Shubhra Gupta of Indian Express gave the film a low rating of 1.5/5 stars, calling it a re-imagining of Ramayan and its million stories, criticizing it as "an out-dated, overblown rehash of the director's previous films", while Rohit Vats of Hindustan Times gave the film only 2/5 stars, calling it "as a film straight out of the '80s" rehashing the director's same formula, but appreciated music director Himesh Reshammiya and lead actor Salman Khan as "quite likeable and his comic timing has gotten better". Anna MM Vetticad of First Post thrashed the film as "half-baked, lifeless, low-IQ film with its juvenile humour and family politics that resembles circumstances in the cheapest saas-bahu soaps now running on Hindi fiction TV." and "lacks even the few qualities that made his earlier ventures bearable". Sukanya Verma of Rediff.com rated the film a 2.5/5 stars stating, "PRDP sticks to its beliefs on sibling affection, family values and coy courtship and takes a lengthy route to assert so. Yet it is not the predictability but the lop-sided sentimentality of the director's narrative that hurts PRDP's intentions the most." She criticized the director for recycling "men versus women sporting contests, midnight kitchen rendezvous and the pristine aura of Prem", but appreciated the performance of Salman Khan even though it never matched his previous Bajrangi Bhaijaan act.

== Box office ==

=== India ===
The gross collections of the film was ₹550 million on the first day, which is highest in India.

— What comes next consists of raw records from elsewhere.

PR #3995, opened 2022-06-29
feat: show injected options in wallet browsers

vm:
If we are in Coinbase Wallet browser then we need to show the Coinbase Wallet option in the WalletModal. Similar logic for MetaMask.

In the future, it would be good to figure out how to avoid special-casing this type of logic.

To reproduce the current issue:
- Open Metamask Mobile browser
- Navigate to app.uniswap.org
- Decline the signature request
- Click the connect button

You'll see a modal with no options like this:
IMG_0593

After:
IMG_0594

### DIFF
--- a/src/components/WalletModal/index.test.tsx
+++ b/src/components/WalletModal/index.test.tsx
@@ -53,7 +53,7 @@ test('Loads Wallet Modal on mobile', async () => {
   global.window.web3 = undefined
 
   render(<WalletModal pendingTransactions={[]} confirmedTransactions={[]} />)
-  // expect(screen.getByText('Open in Coinbase Wallet app.')).toBeInTheDocument()
+  expect(screen.getByText('Open in Coinbase Wallet app.')).toBeInTheDocument()
   expect(screen.getByText('WalletConnect')).toBeInTheDocument()
   expect(screen.getByText('Fortmatic')).toBeInTheDocument()
 })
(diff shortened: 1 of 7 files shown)


JFrankfurt:
It seems like we've had a lot of inconsistent behavior around these options rendering correctly. Can you write a test for this that makes assertions on which options should be rendering in certain contexts?

JFrankfurt (changes requested):
It seems like we've had a lot of inconsistent behavior around these options rendering correctly. Can you write a test for this that makes assertions on which options should be rendering in certain contexts?

src/components/WalletModal/index.test.tsx
```diff
@@ -0,0 +1,87 @@
...
+  UserAgentMock.isMobile = true
+
+  render(<WalletModal pendingTransactions={[]} confirmedTransactions={[]} />)
+  expect(screen.getByText('Open in Coinbase Wallet')).toBeInTheDocument()
+  expect(screen.getByText('WalletConnect')).toBeInTheDocument()
+  expect(screen.getByText('Fortmatic')).toBeInTheDocument()
+  expect(screen.getAllByTestId('wallet-modal-option')).toHaveLength(3)
+})
+
+test('Loads Wallet Modal on MetaMask browser', async () => {
```
lynnshaoyu, line 71: Can we change these test names to things like "it('loads wallet modal on MetaMask browser'....". The 'it' is an alias for test and its supposed to be a naming convention like "it ... is supposed to behave like this". 
All the other tests in the repo use 'it' currently so just want to keep it consistent.

lynnshaoyu (approved):
LGTM over all. Approved, just pls change the tests naming before submit. Ty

The film grossed ₹587 million in Mumbai circuit alone from its first week and earned second-highest first week gross in that circuit after PK.

== Music ==

The soundtrack features 10 songs, composed by Himesh Reshammiya and lyrics were written by Irshad Kamil. While Sanjoy Chowdhury composed the original background score for the film.
T-Series acquired the music rights of the film at a cost of ₹170 million, which was the biggest music deal for any Bollywood film till that date.

The first song, "Prem Leela" was released as a single on October 7, 2015. The full music album was released on 10 October 2015.

== Awards ==

BIG Star Entertainment Awards
Year: Category; Nominee; Result
2015: Most Entertaining Actor of the Year; Salman Khan; Won
Most Entertaining Actor – Female in a Romantic role: Sonam Kapoor; Won
Most Entertaining Film of the Year: Rajshri Production; Won
Most Entertaining Music: Himesh Reshammiya; Won
Most Entertaining Song (Prem Ratan Dhan Payo): Himesh Reshammiya; Nominated
Most Entertaining Singer (Female): Palak Mucchal (Prem Ratan Dhan Payo); Won
Best Choreography (Prem Ratan Dhan Payo): Radhika Rao/Vinay Sapru; Nominated
Stardust Awards
Year: Category; Nominee; Result
2016: Best Music Director; Himesh Reshammiya; Nominated
Best Singer Female: Palak Muchhal (Prem Ratan Dhan Payo); Won
Star Guild Awards
Year: Category; Nominee; Result
2016: Best Singer Female; Palak Muchhal (Prem Ratan Dhan Payo); Won
Filmfare Awards
Year: Category; Nominee; Result
2016: Best Singer – Female; Palak Muchhal (Prem Ratan Dhan Payo); Nominated
Zee Cine Awards
Year: Category; Nominee; Result
2016: Best Song of the Year; Himesh Reshammiya (Prem Ratan Dhan Payo); Won

== Game ==
An official game titled Prem Game, based on this film has been released by Hungama Digital, for Android mobile phone users.